En ce qui concerne la décision portant obligation de quitter le territoire français :
8. En premier lieu, la décision portant refus de séjour n’étant pas entachée d’illégalité, le requérant n’est pas fondé à exciper de son illégalité à l’appui de sa contestation de l’obligation de quitter le territoire français.
9. En second lieu, l’obligation de quitter le territoire français ayant été prononcée suite à un refus de titre de séjour, elle n’avait pas à faire l’objet d’une motivation distincte de celle de la décision relative au séjour, laquelle comporte l’énoncé des considérations de droit et de fait sur lesquelles elle se fonde et est suffisamment motivée. Dès lors, le moyen tiré du défaut de motivation doit être écarté.
En ce qui concerne la décision fixant le pays de destination :
10. Aux termes de l’article L. 612-12 du code de l’entrée et du séjour des étrangers et du droit d’asile : « La décision portant obligation de quitter le territoire français mentionne le pays, fixé en application de l’article L. 721-3, à destination duquel l’étranger est renvoyé en cas d’exécution d’office ».

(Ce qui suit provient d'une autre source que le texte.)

PR #481, opened 2019-08-07
Add .create() method to files API.

HMEiding:


cognite/client/_api/files.py
```diff
@@ -72,6 +72,54 @@ def __iter__(self) -> Generator[FileMetadata, None, None]:
...
         return self.__call__()
 
+    def create(
+        self,
+        name: str,
+        external_id: str = None,
+        source: str = None,
+        metadata: Dict[str, Any] = None,
+        asset_ids: List[int] = None,
+        overwrite: bool = False,
```
erlendvollset: You can just take a FileMetadata object as parameter here, that way you won't have to worry about keeping this signature in sync with the auto-generated FileMetadata constructor signature. You will still need to include the overwrite parameter of course.

You are also missing the return type hint here which should be Tuple[FileMetadata, str].

cognite/client/_api/files.py
```diff
@@ -72,6 +72,54 @@ def __iter__(self) -> Generator[FileMetadata, None, None]:
...
+            metadata (Dict[str, Any]): Customizable extra data about the file. String key -> String value.
+            asset_ids (List[int]): No description.
+            overwrite (bool): If 'overwrite' is set to true, and the POST body content specifies a 'externalId' field,
+                fields for the file found for externalId can be overwritten. The default setting is false.
+                If metadata is included in the request body, all of the original metadata will be overwritten.
+                File-Asset mappings only change if explicitly stated in the assetIds field of the POST json body.
+                Do not set assetIds in request body if you want to keep the current file-asset mappings.
+
+        Returns:
+            (FileMetaData, str): Tuple containing the file metadata and upload url of the created file.
```
erlendvollset: Tuple[FileMetadata, str]

cognite/client/_api/files.py
```diff
@@ -72,6 +72,54 @@ def __iter__(self) -> Generator[FileMetadata, None, None]:
...
+
+        Examples:
+
+            Create a file::
+
+                >>> from cognite.client import CogniteClient
+                >>> c = CogniteClient()
+                >>> res = c.files.create(name="my_file", metadata={"key": "value"})
```
erlendvollset: file_metadata, upload_url = c.files.create(...)

tests/tests_integration/test_api/test_files.py
```diff
@@ -30,6 +30,10 @@ def test_files():
 
 
 class TestFilesAPI:
+    def test_create(self):
+        file_metadata, upload_url = COGNITE_CLIENT.files.create(name="mytestfile")
```
erlendvollset: Maybe just add an `assert False == file_metadata.uploaded` before deleting the file?

tests/tests_unit/test_api/test_files.py
```diff
@@ -126,6 +146,12 @@ def download_link_callback(request):
 
 
 class TestFilesAPI:
+    def test_create(self, mock_file_create_response):
+        file_metadata, upload_url = FILES_API.create(name="bla")
+        response_body = mock_file_create_response.calls[0].response.json()
+        assert FileMetadata._load(response_body) == file_metadata
+        assert response_body["uploadUrl"] == upload_url
```
erlendvollset: Set expected values on the left side of the operator.

cognite/client/_api/files.py
HMEiding: For some reason, doing this causes an error in test_docstring_examples.py. It complains that there are not enough values to unpack (expected 2, got 0). Can you see why?

tests/tests_unit/test_api/test_files.py
HMEiding: That is what I'm doing here.

erlendvollset: ah of course 🤦‍♂

cognite/client/_api/files.py
erlendvollset: Yes, it's because we mock the client so in the test .create() actually returns as MagickMock object. Just leave it like this!

CHANGELOG.md
```diff
@@ -20,6 +20,7 @@ Changes are grouped as follows
 - Separate read/write fields on data classes
 
 ## [Unreleased]
+- The files API can now create a file without uploading content.
```
erlendvollset:
```suggestion
### Added
- The files API can now create a file without uploading content.
```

11. La décision attaquée comporte le pays à destination duquel M. B… sera renvoyé. En outre, la seule circonstance, à la supposer établie, que le centre des intérêts personnels et économiques M. B… se situe en France est sans influence sur la légalité de la décision dès lors qu’il n’allègue pas être exposé à des peines ou traitements contraires à la convention européenne des droits de l’Homme en cas de retour dans son pays d’origine ou dans son pays de résidence habituelle où il est effectivement réadmissible. Par suite, le moyen tiré de l’erreur de droit au regard des dispositions de l’article L.612-12 du code de l’entrée et de séjour des étrangers et du droit d’asile doit être écarté.
12. Il résulte de tout ce qui précède que les conclusions à fin d’annulation de la requête de M. B… doivent être rejetées et, par voie de conséquence les conclusions aux fins d’injonction sous astreinte et celles présentées sur le fondement des dispositions de l’article L.761-1 du code de justice administrative.
D E C I D E :
Article 1er: La requête de M. B… est rejetée.
Article 2 : Le présent jugement sera notifié à M. A… B… et au préfet de la Seine-Saint-Denis.
Délibéré après l’audience du 27 janvier 2026, à laquelle siégeaient :
Mme Deniel, présidente,
Mme Biscarel, première conseillère,
Mme Bazin, première conseillère.
Rendu public par mise à disposition au greffe le 10 février 2026.
La rapporteure,
B. BiscarelLa présidente,
C. DenielLa greffière,
A. Capelle
La République mande et ordonne au préfet de la Seine-Saint-Denis en ce qui le concerne et à tous commissaires de justice à ce requis en ce qui concerne les voies de droit commun, contre les parties privées, de pourvoir à l’exécution de la présente décision.